The current focus on DORA metrics (deployment frequency, change lead time, failure rate, and restoration time) appears to be a repetition of the simplistic approach that emerged from the DevOps movement, particularly the emphasis on golden signals and service level agreements in the context of site reliability engineering. This tendency to reduce engineering management challenges to a few metrics seems to persist. It could be argued that we have replaced the KISS principle with KISSES – keep it stupidly simplistic engineering systems. As engineering systems grow increasingly complex, the engineering community’s focus on simplistic measurement and reporting hinders achieving operational scalability through sensemaking and adaptive steering of such systems. A thorough grasp of the interconnectedness of the situation is crucial. This understanding lays the foundation for implementing adaptive governance – policies that adjust and autonomous processes that self-manage.
Intelligence is not to be found in metrics. It can only be obtained when action is appropriate to the overarching context. We confuse simplistic thinking with abstraction, wherein complex phenomena and processes are reduced to rudimentary binary answers of true or false, up or down, above or below, and before or after. While the allure of simplistic solutions is understandable, especially when dealing with complex sociotechnical systems, prioritizing them can often come at the expense of long-term effectiveness. Nuance in these systems requires a thoughtful approach that balances ease of implementation with robust and sustainable outcomes. This avoids the pitfalls of short-termism and fosters a focus on long-term gains, particularly organizational learning. Over the past three decades, I’ve been reviewing software development, and I’ve found a bigger issue. It’s like we’re always trying to climb higher and higher, but the ground keeps changing, and we have to go back down to the basics.

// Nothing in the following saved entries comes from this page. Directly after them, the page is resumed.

PR #666, opened 2019-07-18
Chunk storage of exceptions and tags

Namoshek:
This PR is a follow-up of #615 which was a fix for SQL Server issues with large transactions where a lot of Telescope entries were created (explanation of issue in #614).

In the previous PR, I only fixed `DatabaseEntriesRepository::store($entries)` as it resolved my issues. Unfortunately, with some changes and new features a new issue came up with storage of tags in `storeTags($results)`. The solution is analogous to the previous PR and I also updated `storeExceptions($exceptions)` while being at it.

On a site note: I extracted some counting logic of `storeExceptions($exceptions)` into its own method to simplify the logic a bit. If this change is not desired, I will remove it. It is fully backwards-compatible though.

### DIFF
--- a/src/Storage/DatabaseEntriesRepository.php
+++ b/src/Storage/DatabaseEntriesRepository.php
@@ -108,6 +108,20 @@ class DatabaseEntriesRepository implements Contract, ClearableRepository, Prunab
     }
 
     /**
+     * Counts the occurences of an exception.
+     *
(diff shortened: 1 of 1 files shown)


taylorotwell:
Was totally broken becuase of missing import. Please make sure you actually run the tests included with the code base before sending us a PR. That is why they are there. Thanks.

Namoshek:
I see why, I'm sorry. Thanks for merging though.

PR #679, opened 2019-08-12
Add view collector

### LINKED ISSUE #677: Views/Templates watcher
I think View/Template information could be very useful. Do you have plans for this, or are you okay with making a PR for this?

Wouldn't have to be much, but just the views that are rendered (eg view name / actual filename / maybe parameters that are passed or something.

barryvdh:
This adds a Watcher for the Views/templates. 
The RequestWatcher logs the latest view, but not any other views/subviews which might be useful.
The `extractDataFromView` could be re-used, but I think that would generate a lot of data / cost in CPU.
Icon is the same as Model, not sure where the SVG's are coming from to pick one.
Fixes #677
(Assets are not compiled because of potential merge conflicts)

### DIFF
--- a/config/telescope.php
+++ b/config/telescope.php
@@ -152,5 +152,7 @@ return [
         ],
 
         Watchers\ScheduleWatcher::class => env('TELESCOPE_SCHEDULE_WATCHER', true),
+
+        Watchers\ViewWatcher::class => env('TELESCOPE_VIEW_WATCHER', true),
     ],
 ];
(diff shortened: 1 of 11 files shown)


taylorotwell:
Can you screenshot what it looks like?

barryvdh:
I've updated the path to strip the base path, and filters some data that is always present.

Index:
image
Details:
image

Request tab:
image

taylorotwell:
The icons are Zondicons it looks like: https://www.zondicons.com/icons.html

taylorotwell:
Maybe `show-sidebar` icon?

barryvdh:
Sure, updated it.

barryvdh:
Thanks? Don't forget this still needs a compilation of assets.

The constant maintenance within communication and connection layers devours a significant amount of engineering effort. Whenever new conceptualizations are offered, there’s often either a reluctance to embrace them or an inability to integrate them due to existing communication structures. The breakthroughs that manage to rise to the coordination and cooperation layers are usually extremely narrow in scope and highly specialized. An example here would be intelligent networking, while from the application perspective it represents a communication layer, its conceptual capabilities within its domain place it up above the coordination and cooperation layers.
For many software and systems engineering teams, the breakdown of the design and development effort volume looks like the above. Most of the workload of humans and machines is spent on maintaining connections between systems and services and managing communication over various channels afforded by such connections. An example of this would be the state of play in the observability space, where today most customers and vendors are still spending an enormous amount of effort moving data around from a growing number of sources and sinks over various pipelines and protocols.
Little has been abstracted in over 30 years since distributed tracing was introduced. Instead of imagining new conceptualizations of what systems and services are and how they should be sensed and steered, the focus remains on the best means of connecting and communicating measurement data. Whenever there is an attempt to find the signal lost to noise, such as with the introduction of service cognition, the community has steadfastly remained at the lowest layer by relabeling collected data as signals. AIOps is a pipe(line) dream. Can it be fixed? Maybe, but if it were, the redistribution of work would need to look more like the following. Perhaps this is where faster adoption of automation, self-adaptive systems, and AI are likely to lead us. Design and development will be a dialog with the machine at the level of normal social-human discourse in terms of past and present situations, possible scripts, and probable scenarios that bring us to a projected situation.
While DORA metrics offer a starting point for measuring engineering effectiveness, they lack context and ultimately prove not enough. A more critical question emerges: how do we determine the level of abstraction (layer) within which a design operates? The answer lies in understanding the domain’s specific context, which is where intelligent analysis comes in. However, some universal concepts can serve as signposts for different layers. For instance, plans, policies, and promises often indicate a design that facilitates cooperation. Meanwhile, situations, simulations, patterns, and predictions typically point towards design operating at the cognitive layer. A practical approach involves listing all the key concepts a design introduces and then mapping them to the appropriate layer. This is demonstrated by the layer mapping of interfaces within the Humainary toolkit.